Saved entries
PR #1363, opened 2024-08-29
Fix the SetupScript CI step

casperisfine:
Rails 7.1 isn't happy with sqlite3 V2 yet.


casperisfine:
Arf, I think I'll just upgrade to 7.2

PR #1367, opened 2024-09-19
Make "Previous Deploys" wording consistent

benorgan:
The other sections on this page refer to "commits", this PR updates the wording of the previously deployed commits to be consistent to avoid confusion.


casperisfine:
Those are not commits though. It can be confusing because the message of the tip commit is displayed, but they represent a range of commits and if you click on it it gives you the deploy logs.

From shipit modeling these are deploys, not "deployed commits".

PR #1368, opened 2024-09-19
Support subpaths/projects per stack

DazWorrall:
Allow stacks to target a subdirectory of the repo.


wayt:
This could be a great addition to work in pair with https://github.com/Shopify/infrastructure/pull/1266

Issue #1390, opened 2025-04-09
Feature request: Config inheritance


benlangfeld:
ShipIt [currently implements](https://github.com/powerhome/shipit-engine/blob/a6f1948622f6f76e4b6d61fb4f1b2e90dd9fe680/app/models/shipit/deploy_spec/file_system.rb#L106-L120) replacement config files [on a per-environment basis](https://github.com/powerhome/shipit-engine/blob/a6f1948622f6f76e4b6d61fb4f1b2e90dd9fe680/README.md?plain=1#L129-L131). This is useful when configuration is significantly different between environments.

When configuration differences are limited between environments, this can result in significant duplication. It would be useful for the more specific files to be able to contain an inheritance directive to reduce this duplication. This might look something like this:

shipit.production.yml:
```yaml
inherit_from: shipit.yml

machine:
  environment:
    PUBLIC: true
```

shipit.yml:
```yaml
machine:
  environment:
    PUBLIC: false

deploy:
  override:
    - ./some_deployment_process.sh ${PUBLIC}

...more shared stuff...
```

We'd be willing to contribute this upstream if it has a reasonable change of being merged. Looking for in-principle approval of a feature like this from a maintainer.

casperisfine:
> I'm looking for in-principle approval of a feature like this from a maintainer.

Yeah, in-principle it looks fine to me.

benlangfeld:
> > I'm looking for in-principle approval of a feature like this from a maintainer.
> 
> Yeah, in-principle it looks fine to me.

Thanks, we'll have an implementation up next week for your review.

PR #1393, opened 2025-04-15
Allow Config File Inheritance

ryanmrodriguez:
Addresses https://github.com/Shopify/shipit-engine/issues/1390

---

Allow setting an `inherit_from` key in 'shipit.yml' config files.

As of now this key expects a string. It is allowed to be chained:

``` yaml
# shipit_2.yml
inherit_from: shipit_1.yml

c: true
d: 123
```

``` yaml
# shipit_1.yml
inherit_from: shipit_base.yml

c: false

machine:
  environment:
    PUBLIC: true
    TEST: true
```

``` yaml
# shipit_base.yml

a: 123
b: test
c: 1


machine:
  environment:
    PUBLIC: false
```

Loading 'shipit_2.yml' results in:
```rb
{"a"=>123, "b"=>"test", "c"=>true, "machine"=>{"environment"=>{"PUBLIC"=>true, "TEST"=>true}}, "d"=>123}
```

Merge (deep) precedence = child overwrites parent (config file specified in `inherit_from` key).

### DIFF
--- a/README.md
+++ b/README.md
@@ -123,7 +123,7 @@ The settings in the `shipit.yml` file relate to the different things you can do 
 * [Custom Tasks](#custom-tasks) (`tasks`)
 * [Custom links](#custom-links) (`links`)
 * [Review Process](#review-process) (`review.checklist`, `review.monitoring`, `review.checks`)
-* [Inherit From](#inherit-from)(`inherit_From`)
+* [Inherit From](#inherit-from)(`inherit_from`)
 
 All the settings in `shipit.yml` are optional. Most applications can be deployed from Shipit without any configuration.
 


app/models/shipit/deploy_spec/file_system.rb
```diff
@@ -136,6 +137,20 @@ def app_name
         @app_name ||= Shipit.app_name.downcase
       end
 
+      SHIPIT_CONFIG_INHERIT_FROM_KEY = "inherit_from"
+      def build_config(path, config_obj)
+        return config_obj if config_obj.blank? || !config_obj.key?(SHIPIT_CONFIG_INHERIT_FROM_KEY)
+
+        inherits_from_path = path.dirname.join(config_obj.delete(SHIPIT_CONFIG_INHERIT_FROM_KEY))
+        if inherits_from_path.exist?
```
casperisfine, line 145: Open question: does a non existing path should noop or result in an error?

The problem is kinda always the same though, we don't have a good way of reporting `shipit.yml` errors, so perhaps nooping is the reasonable thing to do.

casperisfine (approved):

Issue #1371, opened 2024-10-16
Disparate Ruby Versions


Phillita:
Hello ShipIt Team!

First off, thank you for your commitment to OSS. 

I've run into an issue during the setup of the ShipIt project. I've initiated the repo with Ruby 3.1 and went through the setup steps. All was going well until I tried to deploy a test application. This application runs on Ruby 3.4. I get the following error at the bundle step:

![Image](https://github.com/user-attachments/assets/d2dd2316-1cde-47b3-a635-1be9f170f3a6)

I've tried running a setup using the shipit.yml where I set the Ruby version in the `dependencies.pre` and overrode using the `dependencies.override` and have had no luck getting past this issue. Below is me trying to run the install by installing/setting the version before the bundle install:

![Image](https://github.com/user-attachments/assets/3f751c56-99ce-4afc-8de6-e111e23cd167)

Unfortunately, many projects won't have the same version as the ShipIt project. Can ShipIt detect/install/use the Ruby version from the project it is trying to deploy? I'm likely doing something wrong.

casperisfine:
> my Unix system

What system is that?

casperisfine:
I just tried it and it's indeed broken, I suppose `sed` changed on OSX a while ago.

I think we should change it for `/usr/bin/sed -i '' '/^ruby /d' Gemfile`

Phillita:
Tested on my end and that works as expected!

PR #1425, opened 2025-09-24
Enable Post Scripts Process on Failure

Phillita:
# Motivation

I am currently trying to run a PoC of Shipit over our current manual deploy process. I noticed there are pre and post scripts that can be run, but I found out that on command errors, the post script won't be run.

My current system let's us know when deploys fail, and I think allowing post scripts to run on failure will get me the needed information in my secondary tracking system. 

# Changes

* Update the bundler discovery section to let the `sed` command work with modern macs (issue #1371)
* Add config for `post` scripts on both deploy and rollback sections to run `on_error`
* Updated the code to allow for post scripts to run on command errors
* Added extra env config (FAILED/FAILURE_MESSAGE) for use in pre-/post-scripts
* Updated README to include `dependencies.bundler.frozen`
* Updated README to include sections on post scripts with on_error flag
* Refactored README to use mostly pure markdown instead of HTML

## Other fixes

* Restored functionality to the stack show page for previously deployed tasks
    * There was a change to collection rendering which removed a warning but this broke functionality
    * Clicking links when rendering the generic partial led to 500 errors
    * You could no longer rollback to previous deploys or mark health statuses


Phillita:
I'm working on the CLA with my org now.

PR #1432, opened 2025-10-29
Allow rollbacks to specify their own variables

timothysmith0609:
# Context

Deploys and rollbacks are similar, yet separate, concepts in Shipit. In fact, `Rollback` is a subclass of `Deploy`. Currently, deploys and rollbacks reference the same variables, namely those specified in `deploy.variables` in `DeploySpec` ([example](https://github.com/Shopify/shop-server/blob/main/areas/platforms/shop-server/shipit.production.yml#L34)).

However, sometimes we want different values/defaults between deploy and rollback. The motivating example we're using is when a deploy wants to default to a phased rollout strategy, but wants to default to a parallel rollout strategy during rollback.

In order to achieve that, we need to be able to encode separate values for both deploy and rollback. In practice, some apps are already doing this (see shop-server, above), even though their configuration is erroneous and does not behave as they would expect. This PR aims to rectify that shortcoming.

# A note on backwards compatibility

To preserve existing behaviour, Shipit Engine will continue to use `deploy.variables` if no rollback variables are explicitly set. This seems like the 'safest' option, at least in the medium term, to avoid any unexpected surprises downstream.

# Acceptance testing

For these tests I use the same `shipit.yml` file with the following:

```
shared_data:
  variables:
    deploy_strategy: &deploy_strategy
      name: "SHIPIT_DEPLOY_STRATEGY"
      title: "Deploy Strategy"
      default: phased
      select:
        - phased
        - parallel

deploy:
  variables:
  - *deploy_strategy
  retries: 2
  override:
    - echo "SHIPIT DEPLOY STRATEGY ${SHIPIT_DEPLOY_STRATEGY}"
    - sleep 2
    - echo deployed

rollback:
  variables:
    - <<: *deploy_strategy
      default: parallel
```

The key thing to note is that both `deploy` and `rollback` define the same variables, and `rollback` changes the default to `parallel`.

**Before the change (rollback default is phased)**

image

**After the change (rollback now uses `rollback` default of parallel)**

image

### DIFF
--- a/app/models/shipit/deploy_spec.rb
+++ b/app/models/shipit/deploy_spec.rb
@@ -141,10 +141,10 @@ module Shipit
 
     def rollback_variables
       if config('rollback', 'variables').nil?
-        Array.wrap(config('rollback', 'variables')).map(&VariableDefinition.method(:new))
-      else
         # For backwards compatibility, fallback to using deploy_variables if no explicit rollback variables are set
         deploy_variables
+      else
+        Array.wrap(config('rollback', 'variables')).map(&VariableDefinition.method(:new))
       end
     end
 


app/models/shipit/stack.rb
```diff
@@ -519,7 +519,7 @@ def self.from_param!(param)
     end
 
     delegate :plugins, :task_definitions, :hidden_statuses, :required_statuses, :soft_failing_statuses,
-             :blocking_statuses, :deploy_variables, :filter_task_envs, :filter_deploy_envs,
+             :blocking_statuses, :deploy_variables, :rollback_variables, :filter_task_envs, :filter_deploy_envs,
```
bostonaholic: Missing new filter delegation.

```suggestion
             :blocking_statuses, :deploy_variables, :rollback_variables, :filter_task_envs, :filter_deploy_envs, :filter_rollback_envs,
```

timothysmith0609: I've added this, but in practice it's not used, since `#build_rollback` is called on a Deploy object directly, not via `Stack`.

It gets even messier. `Deploy` has `delegate :filter_deploy_envs, to: :stack` but it looks like this is also never called, in practice, either :/

PR #1443, opened 2025-12-10
Upgrade Rails to 8.1

byroot:
I'm trying to upgrade ruby-bench to Rails 8.1 and shipit is one of the benchmarks.


shipit-engine.gemspec
```diff
@@ -34,7 +34,7 @@ Gem::Specification.new do |s|
   s.add_dependency('omniauth-github', '~> 1.4')
   s.add_dependency('paquito')
   s.add_dependency('pubsubstub', '~> 0.2')
-  s.add_dependency('rails', '~> 8.0.1')
+  s.add_dependency('rails', '~> 8.1.2')
```
Edouard-chin: Can we remove the upperbound constraint and only have `rails, >= 8.0.1' ?

PR #1474, opened 2026-03-19
Auto-skip dependency installation for production_platform repos

DudeRandom21:
## Summary
- When a repo has `production_platform` configured in its shipit.yml and all explicitly configured deploy/rollback/task steps match a configurable safe-command allowlist, skip dependency installation automatically
- The allowlist is configured via `Shipit.safe_deploy_command_prefixes` (defaults to empty — feature is opt-in per instance)
- Logs a warning when deps are skipped so it's visible in deploy output and Rails logs
- Explicit `dependencies.override` config is always respected — this only affects auto-discovery

Refs Shopify/continuous-deployment#2454

## Motivation

Repos deploying via `production-platform-next` don't need local Ruby/Node dependencies installed on the shipit worker — the app runs in pre-built Docker containers. But shipit's auto-discovery detects `Gemfile`/`package.json` and runs `bundle install` anyway. When the worker's Ruby version doesn't match the repo's required version, the install fails and blocks deploys entirely, preventing Ruby version upgrades.

## Design decisions

- **Configurable allowlist**: The safe command prefixes are configured at the instance level via `Shipit.safe_deploy_command_prefixes`, defaulting to an empty array (feature disabled). Each shipit deployment sets its own prefixes in an initializer.
- **Opt-in**: When the list is empty, the feature is completely disabled — no behavior change for existing deployments.
- **Allowlist matching**: Only skip when ALL steps match the configured safe commands. Unknown commands fall through to normal dependency installation.
- **Explicit config only**: We only inspect `deploy.override`, `deploy.pre/post`, `rollback.override`, `rollback.pre/post`, and `tasks` from config. Auto-discovered steps are not inspected — if no overrides exist, we conservatively install deps.
- **Empty steps guard**: If no explicit steps are configured at all, we don't skip (avoids `[].all?` vacuous truth).

## Configuration

In your shipit instance's initializer:

```ruby
Shipit.safe_deploy_command_prefixes = %w[
  production-platform-next
  kubernetes-deploy
  kubernetes-restart
]
```

## Test plan
- [x] production_platform + safe steps → deps skipped
- [x] production_platform + unsafe deploy steps → deps NOT skipped
- [x] production_platform + unsafe task steps → deps NOT skipped
- [x] production_platform + unsafe deploy.pre → deps NOT skipped
- [x] production_platform + unsafe rollback → deps NOT skipped
- [x] production_platform absent → normal behavior
- [x] Explicit `dependencies.override` → respected regardless
- [x] Pre/post dependency steps preserved when core install skipped
- [x] kubernetes-deploy prefix → skipped
- [x] Unknown command → falls through to discovery
- [x] No overrides configured at all → conservative, does not skip
- [x] Empty safe_deploy_command_prefixes → feature disabled
- [x] Custom prefixes work correctly
- [x] Shipit.safe_deploy_command_prefixes defaults to empty array
- [x] Shipit.safe_deploy_command_prefixes can be set
- [x] Full test suite passes (172 runs, 315 assertions, 0 failures)

🤖 Generated with [Claude Code](https://claude.com/claude-code)

### DIFF
--- a/test/models/deploy_spec_test.rb
+++ b/test/models/deploy_spec_test.rb
@@ -9,6 +9,16 @@ module Shipit
       @stack = shipit_stacks(:shipit)
       @spec = DeploySpec::FileSystem.new(@app_dir, @stack)
       @spec.stubs(:load_config).returns({})
+      @original_safe_deploy_command_prefixes = Shipit.safe_deploy_command_prefixes
+      Shipit.safe_deploy_command_prefixes = %w[
+        production-platform-next
+        kubernetes-deploy
+        kubernetes-restart
+      ]
+    end
+
+    teardown do
+      Shipit.safe_deploy_command_prefixes = @original_safe_deploy_command_prefixes
     end
 
     test '#supports_fetch_deployed_revision? returns false by default' do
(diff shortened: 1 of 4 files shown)


test/models/deploy_spec_test.rb
```diff
@@ -9,6 +9,16 @@ class DeploySpecTest < ActiveSupport::TestCase
       @stack = shipit_stacks(:shipit)
       @spec = DeploySpec::FileSystem.new(@app_dir, @stack)
       @spec.stubs(:load_config).returns({})
+      @original_safe_deploy_command_prefixes = Shipit.safe_deploy_command_prefixes
+      Shipit.safe_deploy_command_prefixes = %w[
+        production-platform-next
+        kubernetes-deploy
+        kubernetes-restart
```
timothysmith0609, line 16: Oof, is anything still actually using `kubernetes-deploy` or `kubernetes-restart`? That's pretty ancient code. That same tool has been renamed to `krane`, fwiw ([repo for ref](https://github.com/Shopify/krane))

timothysmith0609 (changes requested):
I don't think it's appropriate to encode this logic here in the OSS gem code: can we move this to our internal shipit?

DudeRandom21:
> I don't think it's appropriate to encode this logic here in the OSS gem code: can we move this to our internal shipit?

I wasn't sure how I would do this purely in the internal layer but I'll dig into it and likely close this PR. Thanks

DudeRandom21:
Moving this logic entirely to the shipit app — production_platform is a shipit-internal concept, not an engine concern. The skip-dependencies behavior will be implemented via a prepended module in the app, matching the existing pattern for production platform discovery.

test/models/deploy_spec_test.rb
DudeRandom21: Good catch. No nothing seems to be using it anymore. It got picked up because it still exists here https://github.com/Shopify/shipit-engine/blob/main/app/models/shipit/deploy_spec/kubernetes_discovery.rb

If the tool was renamed do you think it's worth fixing the auto discovery then?

PR #1475, opened 2026-03-19
Get rid of coffee-rails

k0kubun:
Same approach as #1467 for sassc-rails: compiled all CoffeeScript files to plain JavaScript using the CoffeeScript 1.12.7 compiler (matching coffee-rails 5.0), then removed the coffee-rails dependency entirely.

This is needed because coffee-rails depends on coffee-script which depends on execjs, causing issues in ruby-bench
(https://github.com/ruby/ruby-bench/issues/493).

- Compiled 18 .coffee files to .js using `coffee -bc` (bare compile)
- Preserved sprockets directives (require, require_tree, require_self)
- Preserved ERB in task/notifications.js.erb for image_path helpers
- Removed coffee-rails from gemspec and lib/shipit.rb
- No changes needed to HTML templates or asset precompile configuration


k0kubun:
> https://github.com/Shopify/shipit-engine/pull/1467
> We may also want to consider doing something similar for coffee-rails

This PR does this. WDYT? @Edouard-chin @etiennebarrie @rafaelfranca cc: @byroot

byroot:
> WDYT?

If it's necessary, we can do it, but I think as others mentioned, ruby-bench can just not compile assets.

`sassc` was important because it was failing during boot, but here it's just a codepath we don't wanna call.

k0kubun:
Thanks for your feedback. I guess https://github.com/ruby/ruby-bench/pull/495 obviates this, so I'm gonna close this.

PR #356, opened 2018-05-02
Only import lodash.merge instead of full library

robertlong:
I was digging around our webpack bundle in dev tools and noticed we accidentally imported the whole lodash library. Now we just import the merge function.

### DIFF
--- a/src/storage/store.js
+++ b/src/storage/store.js
@@ -1,5 +1,5 @@
 import { Validator } from "jsonschema";
-import { merge } from "lodash";
+import merge from "lodash/merge";
 
 const LOCAL_STORE_KEY = "___hubs_store";
 const STORE_STATE_CACHE_KEY = Symbol();


src/storage/store.js
```diff
@@ -1,5 +1,5 @@
 import { Validator } from "jsonschema";
-import { merge } from "lodash";
+import merge from "lodash/merge";
```
cvan: is `this.state` flat / only one level deep?

if so, [the `merge` call below](https://github.com/mozilla/hubs/pull/356/files#diff-0a39633babd056d1b5060747099dd5b6R72) could be a `Object.assign` call.

if it's possible for `this.state` to be deep, then, yeah, stick with `lodash/merge` :+1:

robertlong: It looks like it's two levels deep right now and may change so yeah we probably want to use the lodash merge.

cvan: sounds good, go for it - tested, works

PR #358, opened 2018-05-02
Fix regex checking for cardboard support

### LINKED ISSUE #352: Enable cardboard mode on iOS
For those who are brave enough for it, we should allow entry into stereoscopic mode on iOS (with the usual treatment of having it as a secondary option.)

InfiniteLee:
fix the regex so that ios cardboard is properly detected. Fixes #352 

Despite the name of the branch, iOS is explicitly disabled until we fix rendering on carboard iOS. Same for Android/Firefox.


gfodor:
What's the case here this misses? As it is right now I think `\W*` on both ends basically serves no purpose since it will match anything and could be removed. I'm guessing there is an example where it's a substring?

InfiniteLee:
@gfodor I believe it has to do with the fact that "Cardboard" is the first word that shows up in the navigator.getVRDisplays() name ("Cardboard VRDisplay") on iOS. So `\W` alone wont match anything.
```
"Cardboard VRDisplay".match(/\Wcardboard\W/i)
> null
"Cardboard VRDisplay".match(/\W*cardboard\W*/i)
> Array [ "Cardboard " ]
```
vs on Android: 
```
"Google, Inc. Cardboard v1".match(/\Wcardboard\W/i)
> Array [ "Cardboard " ]
```

InfiniteLee:
I'll try that. 

@brianpeiris and I also just discovered this same bug is preventing us from launching cardboard on firefox android.

InfiniteLee:
`\b` wont match if `cardboard` appears in the middle of another string e.g. "GoogleCardboard". I don't know if that will be important or not.

gfodor:
i guess its not the end of the world if we just match the substring. sgtm.

gfodor:
i'd just drop the `\w*`'s now

cvan:
feel free to just do `string.toLowerCase().includes("cardboard")`

src/utils/vr-caps-detect.js
```diff
@@ -70,12 +70,12 @@ export async function getAvailableVREntryTypes() {
       ? VR_DEVICE_AVAILABILITY.yes
       : VR_DEVICE_AVAILABILITY.no;
 
-    cardboard = displays.find(d => d.capabilities.canPresent && d.displayName.match(/\Wcardboard\W/i))
+    cardboard = displays.find(d => d.capabilities.canPresent && d.displayName.match(/\W*cardboard\W*/i))
```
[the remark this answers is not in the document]
gfodor: I'm guessing we need to re-write this all imminently once WebXR lands in origin trial in chrome, so probably not worth worrying about for now

src/utils/vr-caps-detect.js
```diff
@@ -43,6 +43,8 @@ export async function getAvailableVREntryTypes() {
   const isSamsungBrowser = browser.name === "chrome" && navigator.userAgent.match(/SamsungBrowser/);
   const isOculusBrowser = navigator.userAgent.match(/Oculus/);
   const isDaydreamCapableBrowser = !!(isWebVRCapableBrowser && browser.name === "chrome" && !isSamsungBrowser);
+  const isIPhone = navigator.userAgent.match(/iPhone/);
```
brianpeiris: Would we want to guard against other iDevices? See this regex @robertlong constructed previously: https://github.com/mozilla/hubs/blob/5a8c9635aa1414e5dcabf65d9709b880ce1a6cba/src/utils/ios-audio-context-fix.js#L5

cvan: :+1:  I don't own an iPad, but I'd assume the bug exists there as well?

gfodor: we already have `https://www.npmjs.com/package/mobile-detect` in our packages, perhaps that's a good way to check this? or `https://www.npmjs.com/package/device-detect`

PR #361, opened 2018-05-03
Use hub ID directly as NAF/Janus room ID

mquander:
**Warning: we should think before deploying this code.**

This obsoletes the `janusRoomId` that comes back from the hub Phoenix channel -- we can remove that from Reticulum in the future.

When we deploy this, people who join "the same" hub post-deploy as people who joined it pre-deploy will find themselves into a separate room. The pre-deploy folks will have to refresh to get into the new version of the hub. So maybe we should do it when not many people are using the service. I'm not sure what other reasonable thing we can do to mitigate the disruption -- in the future, we should probably be able to pop up a "Client updated -- please refresh" notice on people's browsers.

### DIFF
--- a/src/hub.js
+++ b/src/hub.js
@@ -201,7 +201,7 @@ const onReady = async () => {
     document.body.removeChild(scene);
   };
 
-  const enterScene = async (mediaStream, enterInVR, janusRoomId) => {
+  const enterScene = async (mediaStream, enterInVR, hubId) => {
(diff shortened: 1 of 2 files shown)


gfodor:
note @brianpeiris this will result in merge conflicts with https://github.com/mozilla/hubs/pull/370

brianpeiris:
👍 Merged these changes into #370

» What to work on:
In the entries above, which lines hold the string "gemspec"? Report all of them.

» Solution for this problem:
shipit-engine.gemspec
- Removed coffee-rails from gemspec and lib/shipit.rb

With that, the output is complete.